Для закрепления урока ведьмак еще немного поговорил об изумрудах, а потом подкинул мысль, что воины из могил были охраной Чингисхана. Тон-Тон слушал со скучающим видом, косясь на драгоценную саблю, и вдруг подскочил – дошло, значит:
– Все сходится, Тимофей Захарович! Может, мы САМОГО нашли?
Дядя Тимоша слазил в яму и принес большую кость:
– Нет, уважаемый Антон Антонович! Чингисхан умер стариком, а этот, смотрите, молодой совсем: еще рос.
– Рос! – разочарованно согласился Тон-Тон, поглядев на кость (а я ничего особенного в ней не заметил).
– Судя по всему, он был ханского рода. Простой кочевник не успел бы выслужиться в столь юном возрасте, – заметил дядя Тимоша.
Тут разговор у них пошел совсем специальный, археологический. Гадали, кто это мог быть, перебирая имена Чингисхановых приближенных. Я их не то что повторить, а и расслышать правильно не мог. Тон-Тон смотрел на ведьмака с восторгом:
– Вот спасибо, отвел душу! Тимофей Захарович, только не говорите, что всю жизнь пахали на тракторе, а историю знаете по школьным учебникам. Вы ученый! Я бы вам «кандидата наук» дал без защиты! Что вы делаете в деревне? Какая-то драма юности? Не доучились или не защитили диссертацию?
Дядя Тимоша повернулся к нему болячкой («Сам, что ли, не понимаешь?!») и подкинул еще идейку:
– А ведь по шаманистским поверьям несправедливо обиженные люди становятся подземными заянами…
Он говорил куда осторожнее, чем с тетей Светой. Тон-Тон равнодушно кивнул: да, мол, есть такое поверье. Даже я видел, что плевать ему на заянов, а заодно и на эжинов, нойонов, бурханов, онгонов и прочих духов и богов, которых не считано в здешних краях.
Мы уходили как побитые. Даже у невозмутимого ведьмака угол рта печально кривился.
Глава XI. Не хочу, чтоб Жеку изучали!
Я все время помнил про Жекину беду, но лезть к ведьмаку с просьбой не решался. Тысяча скелетов (или пускай только двести, которых успели выкопать), разгуливающих в полнолуние, – это проблема безотлагательная. А Жеку он может и потом полечить. Если останется жив… Я так подумал, а ведьмак сразу:
– Что с братом?
– Вниз растет.
– Это я давно понял. Его из поезда зовут к себе.
– Из призрачного?
– Да. Если сам не сядет к ним, то так и будет расти назад. Станет младенцем, потом вовсе исчезнет… А вот как он заслужил такое наказание?
Я пожал плечами:
– Может, эти, из поезда, на него порчу наслали?

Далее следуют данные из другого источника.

PR #5376, opened 2026-09-09
Transform search result cache speed feature for speed 1

gjin-rgb:
Within a frame, remember the winning transform type of a luma transform block, keyed on its residual and on every context value that can change which candidate wins. On a hit the primary transform type mask and the intra secondary transform search are narrowed to that winner, which is still evaluated by the normal path, so only the search breadth shrinks.

The table is 64K entries of 16 bytes, embedded in TxfmSearchInfo, so it is per-thread and needs no allocation. Each entry carries the frame it was produced in, so entries from earlier frames are ignored and recycled instead of cleared.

– Чушь это собачья. У меня, Алеша, побывало человек сто из тех, кто видел призрачный поезд, и никому он еще не сделал плохо.
– А Зойка говорила, что из-за этого поезда кого-то с работы выгнали, от кого-то жена ушла.
– Правильно Зойка говорила, – подтвердил ведьмак. – Если человек или сидит часами как пень, или говорит о непонятном, то его и с работы выгонят, и жена бросит. Только причины тут в психике, а порчей и не пахло. Взрослые вообще боятся непонятного сильнее, чем дети. Жека твой лез под этот поезд и не боялся, потому что для него весь мир непонятен: как ездит автомобиль, почему самолет летает? И везде он должен сунуть нос. А у взрослого все по полочкам. Он знает, что призраков не бывает, зато психические болезни – медицинский факт. И, если слышит поезд и не видит, то скорее поверит не своим чувствам, а в то, что сошел с ума. Поэтому я поддерживаю самые жуткие слухи о том, что происходит по ночам на станции. Чем меньше народу туда ходит, тем здоровее население.
– А с Жекой что делать? – спросил я.
– Еще не знаю. Давай сначала разберемся с заянами. У нас есть недели две, прежде чем твоего брата начнут изучать.